MAGNETIZED GAS IN THE SMITH HIGH VELOCITY CLOUD

We report the first detection of magnetic fields associated with the Smith High Velocity Cloud. We use a catalog of Faraday rotation measures toward extragalactic radio sources behind the Smith Cloud, new Hi observations from the Robert C. Byrd Green Bank Telescope, and a spectroscopic map of H alpha from the Wisconsin H-Alpha Mapper Northern Sky Survey. There are enhancements in rotation measure (RM) of approximate to 100 rad m(-2) which are generally well correlated with decelerated H alpha emission. We estimate a lower limit on the line-of-sight component of the field of approximate to 8 mu G along a decelerated filament; this is a lower limit due to our assumptions about the geometry.

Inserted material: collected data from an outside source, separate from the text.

PR #7269, opened 2024-11-09
fix(draw): fix incorrect clip area computation when clearing transparent framebuffers

### LINKED ISSUE #7268: Partial Framebuffers with Transparency do not get cleared before rendering
### LVGL version

v9.2.0

### What happened?

When rendering with screen transparency, the framebuffer needs to be cleared before rendering to it. Otherwise data from the previous render could get kept in transparent areas.

This happens in `refr_configured_layer`:
```c
static void refr_configured_layer(lv_layer_t *layer)
{
    // ...

    /*If the screen is transparent initialize it when the flushing is ready*/
    if (lv_color_format_has_alpha(disp_refr->color_format))
    {
        lv_draw_buf_clear(layer->draw_buf, &layer->_clip_area);
    }

    // ...
}
```

which again calls the function `lv_draw_buf_clear`:
```c
void lv_draw_buf_clear(lv_draw_buf_t * draw_buf, const lv_area_t * a)
{
    LV_ASSERT_NULL(draw_buf);

    const lv_image_header_t * header = &draw_buf->header;
    uint32_t stride = header->stride;

    if(a == NULL) {
        uint8_t * buf = lv_draw_buf_goto_xy(draw_buf, 0, 0);
        lv_memzero(buf, header->h * stride);
        return;
    }

    lv_area_t a_draw_buf;
    a_draw_buf.x1 = 0;
    a_draw_buf.y1 = 0;
    a_draw_buf.x2 = draw_buf->header.w - 1;
    a_draw_buf.y2 = draw_buf->header.h - 1;

    lv_area_t a_clipped;
    if(!lv_area_intersect(&a_clipped, a, &a_draw_buf)) return;
    if(lv_area_get_width(&a_clipped) <= 0) return;
    if(lv_area_get_height(&a_clipped) <= 0) return;

    uint8_t * buf = lv_draw_buf_goto_xy(draw_buf, a_clipped.x1, a_clipped.y1);
    uint8_t bpp = lv_color_format_get_bpp(header->cf);
    uint32_t line_length = (lv_area_get_width(&a_clipped) * bpp + 7) >> 3;
    int32_t y;
    for(y = a_clipped.y1; y <= a_clipped.y2; y++) {
        lv_memzero(buf, line_length);
        buf += stride;
    }
}
```

However, the `lv_area_intersect` check fails. That's because the `draw_buf` is **not** positioned at `0,0`, like the following lines assume:
```c
    lv_area_t a_draw_buf;
    a_draw_buf.x1 = 0;
    a_draw_buf.y1 = 0;
    a_draw_buf.x2 = draw_buf->header.w - 1;
    a_draw_buf.y2 = draw_buf->header.h - 1;
```

But instead, it is positioned at `layer->buf_area` of the `refr_configured_layer` function.

This information does not get forwarded to the `lv_draw_buf_clear` function, so I'm unsure how to fix that.

Adding an additional parameter to `lv_draw_buf_clear` probably has unforseen consequences at other points in the code, so I need some guidance of how to fix that.

The result of that error looks like this:
384604453-59c5913e-86c7-4b08-bba1-865e11487207

(only a single "Hello world" should be visible in the middle)

### How to reproduce?

Render with a partial framebuffer with an ARGB8888 screen pixel type.

Use transparency. Observe state bleed between partial framebuffer renders.

Finomnis:
Fixes #7268.

Fixes incorrect clip area computation when clearing the framebuffer of transparent screens.

This is especially an issue with partial renders, as the framebuffer duplicates content into the next writes. This can be seen here:

Screenshot without the fix:
384604453-59c5913e-86c7-4b08-bba1-865e11487207

Screenshot with the fix:
image

### DIFF
--- a/src/core/lv_refr.c
+++ b/src/core/lv_refr.c
@@ -770,9 +770,7 @@ static void refr_configured_layer(lv_layer_t * layer)
     }
     /*If the screen is transparent initialize it when the flushing is ready*/
     if(lv_color_format_has_alpha(disp_refr->color_format)) {
-        lv_area_t clear_area;
-        lv_area_set(&clear_area, layer->_clip_area.x1, layer->_clip_area.y1,
-                    layer->_clip_area.x2, layer->_clip_area.y2);
+        lv_area_t clear_area = layer->_clip_area;
         lv_area_move(&clear_area, -layer->buf_area.x1, -layer->buf_area.y1);
         lv_draw_buf_clear(layer->draw_buf, &clear_area);
     }
--- a/src/core/lv_refr.c
+++ b/src/core/lv_refr.c
@@ -770,7 +770,11 @@ static void refr_configured_layer(lv_layer_t * layer)
     }
     /*If the screen is transparent initialize it when the flushing is ready*/
     if(lv_color_format_has_alpha(disp_refr->color_format)) {
-        lv_draw_buf_clear(layer->draw_buf, &layer->_clip_area);
+        lv_area_t clear_area;
+        lv_area_set(&clear_area, layer->_clip_area.x1, layer->_clip_area.y1,
+                    layer->_clip_area.x2, layer->_clip_area.y2);
+        lv_area_move(&clear_area, -layer->buf_area.x1, -layer->buf_area.y1);
+        lv_draw_buf_clear(layer->draw_buf, &clear_area);
     }
 
     lv_obj_t * top_act_scr = NULL;


liamHowatt (dismissed):
Amazing, thank you!

To reproduce the issue on SDL, use partial mode and call:

```c
lv_display_set_color_format(NULL, LV_COLOR_FORMAT_ARGB8888);
lv_obj_set_style_bg_opa(lv_screen_active(), 8, 0);
lv_example_label_5();
```

Finomnis:
> Amazing, thank you!
> 
> To reproduce the issue on SDL, use partial mode and call:
> 
> ```c
> lv_display_set_color_format(NULL, LV_COLOR_FORMAT_ARGB8888);
> lv_obj_set_style_bg_opa(lv_screen_active(), 8, 0);
> lv_example_label_5();
> ```

@liamHowatt

Awesome, thanks :)
In case you want to add a test for it, I'm unfamiliar with the lvgl test framework.

src/core/lv_refr.c
```diff
@@ -770,7 +770,11 @@ static void refr_configured_layer(lv_layer_t * layer)
     }
     /*If the screen is transparent initialize it when the flushing is ready*/
     if(lv_color_format_has_alpha(disp_refr->color_format)) {
-        lv_draw_buf_clear(layer->draw_buf, &layer->_clip_area);
+        lv_area_t clear_area;
+        lv_area_set(&clear_area, layer->_clip_area.x1, layer->_clip_area.y1,
```
FASTSHIFT: lv_area_t clear_area = layer->_clip_area;

FASTSHIFT (changes requested):

kisvegabor (approved):
A customer just reported this issue, but I couldn't reproduce it. Now I know why: I was using DIRECT rendering (the buffer is always at 0;0) and they were using PARTIAL.

So thank you very much! ❤️

kisvegabor:
@liamHowatt @FASTSHIFT please review.

FASTSHIFT (approved):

No RM excess is evident in sightlines dominated by H I or H alpha at the velocity of the Smith Cloud. The smooth H alpha morphology of the emission at the Smith Cloud velocity suggests photoionization by the Galactic ionizing radiation field as the dominant ionization mechanism, while the filamentary morphology and high (approximate to 1 Rayleigh) H alpha intensity of the lower-velocity magnetized ionized gas suggests an ionization process associated with shocks due to interaction with the Galactic interstellar medium. The presence of the magnetic field may contribute to the survival of high velocity clouds like the Smith Cloud as they move from the Galactic halo to the disk. We expect these data to provide a test for magnetohydrodynamic simulations of infalling gas.